Christophe Huss   2 mars 2004 
Le nouveau directeur artistique de l’Orchestre symphonique de Montréal, Kent Nagano, est arrivé hier soir à l’aéroport international Pierre-Elliott-Trudeau en vue de sa nomination officielle ce matin. À gauche du chef se trouvent Madeleine Carea
Photo : Jacques Grenier
Le nouveau directeur artistique de l’Orchestre symphonique de Montréal, Kent Nagano, est arrivé hier soir à l’aéroport international Pierre-Elliott-Trudeau en vue de sa nomination officielle ce matin. À gauche du chef se trouvent Madeleine Carea
Avec à son bord Kent Nagano, le vol AC 798 en provenance de Los Angeles a atterri hier soir à 17h53 à l'aéroport de Dorval. Futur acteur principal de la scène musicale québécoise, le chef d'orchestre sera nommé officiellement aujourd'hui directeur musical de l'Orchestre symphonique de Montréal. Hier en après-midi, la direction de l'OSM avait convié les médias à une conférence de presse ce matin, en vue de présenter son nouveau directeur musical. Cette annonce officielle, qui doit être faite à 10h30 aujourd'hui, mettra fin à un long suspense déclenché par le départ-surprise de Charles Dutoit en avril 2002.

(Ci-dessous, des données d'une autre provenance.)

PR #733, opened 2020-01-28
 Improve error message for non-absolute paths

x3ro:
I just ran into this while I made a boo-boo in my SBT configuration, so I've tried to improve the error message to make it more clear. Feedback welcome :)

### DIFF
--- a/internal/zinc-core/src/main/scala/sbt/internal/inc/IncrementalCommon.scala
+++ b/internal/zinc-core/src/main/scala/sbt/internal/inc/IncrementalCommon.scala
@@ -720,11 +720,17 @@ object IncrementalCommon {
       addedSources.filterNot(_.isAbsolute).toList match {
         case first :: more =>
           val fileStrings = more match {
-            case Nil      => first.toString
-            case x :: Nil => s"$first and $x"
-            case _        => s"$first and ${more.size} others"
+            case Nil      => s"${first.toString} was"
+            case x :: Nil => s"$first and $x were"
+            case _        => s"$first and ${more.size} others were"
           }
-          sys.error(s"Expected absolute source files instead of ${fileStrings}.")
+
+          val errorMsg =
+            s"""File paths fed to the compiler are required to be absolute, but
+              |${fileStrings} not. Please check whether you've configured your
+              |build system correctly.""".stripMargin
+
+          sys.error(errorMsg)
         case Nil => ()
       }
     }


lightbend-cla-validator:
Hi @x3ro,

typesafe-tools:
To validate this pull request against other sbt modules, please visit <A HREF="https://jenkins.scala-sbt.org:8592/job/sbt-validator/parambuild/?sbt=develop&zinc=pull/733/head&io=develop&librarymanagement=develop&util=develop&website=develop&deploy_to_bintray=false&run_sbt_community=false&verbose_dbuild=false&community_verbose=false">this link.</A>

eed3si9n:
@x3ro Could you show some sample error message before and after?

x3ro:
Sure! Before:

> Expected absolute source files instead of rest/src/main/scala/Foo.scala and rest/src/main/Bar.scala

After:

> File paths fed to the compiler are required to be absolute, but
> rest/src/main/scala/Foo.scala and rest/src/main/Bar.scala were not.
> Please check whether you've configured your build system correctly.

eed3si9n:
I am open to error message improvements but I am not sure about the details of the proposal.

> File paths fed to the compiler are required to be absolute, but

If we make distinction between Zinc and Scala Compiler, the compiler actually can support non-File inputs. Future version of Zinc will support that.

> Please check whether you've configured your build system correctly.

I'd avoid "please" in error messages for the sake of consistency in tone. Also it's not clear what is meant by checking the configuration of build system.

Maybe a simpler improvement of wording might be:

```
Absolute paths were expected but found relative paths instead: rest/src/main/scala/Foo.scala and rest/src/main/Bar.scala
```

What do you think?

x3ro:
Mmh I see your point. The specific reason I ended up making this PR is because I had trouble understanding where the problem in the build was, and I assumed it was some problem with the files themselves, which was made harder by the fact that I had no idea what zinc is at the time (as is the case with most people using SBT, I'd assume). That is why I ended up mentioning the build system.

Long story short, it would've helped me to somehow explicitly indicate that this problem is caused before actual compilation of those source files ever started, but from your comment I'm guessing that e.g.

> This can, for example, be caused by a misconfiguration in your build system.

is also not an option? 🤔

eed3si9n:
btw which setting caused the problem? Maybe we can put the check in sbt itself?

dwijnand:
"Please check whether you've configured your build system correctly" does provide a good hint that the problem isn't in the files themselves, but it's so vague and un-actionable that I feel it's only slightly shifting the problem and not making it easier to deal with.

Can you think of a better message to use?  Otherwise the status quo looks good.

Kent Nagano, entre deux représentations à l'opéra de Los Angeles — une Madame Butterfly qu'il a dirigée dimanche et une Femme sans ombre, demain — était attendu à l'aéroport par Madeleine Careau, directrice générale de l'OSM et Paul Fortin, directeur des opérations artistiques.

Le Devoir l'y attendait calmement tandis qu'une équipe de Radio-Canada, venue accueillir un journaliste de retour d'Haïti, fonçait recueillir ce scoop inespéré qui défilait devant ses yeux. Kent Nagano ne s'attendait ni aux flashs des photographes ni aux micros des journalistes. Entouré prestement par le comité d'accueil de l'OSM, il a refusé de se plier à l'exercice médiatique, sauf à la question d'un reporter qui lui a demandé s'il aimait la neige. Il a répondu par l'affirmative sans en dire davantage. Pour les commentaires substantiels, on attendra donc aujourd'hui. L'homme paraît modeste, presque intimidé, comme s'il n'imaginait pas qu'un chef d'orchestre puisse attirer ainsi l'attention.

En tout cas, Kent Nagano sourit comme si, au fond, la situation l'amusait, ce qui n'est pas le cas de la direction de l'OSM, visiblement contrariée. Rappelons que Le Devoir a annoncé en primeur la semaine dernière la venue de M. Nagano à la direction de l'orchestre.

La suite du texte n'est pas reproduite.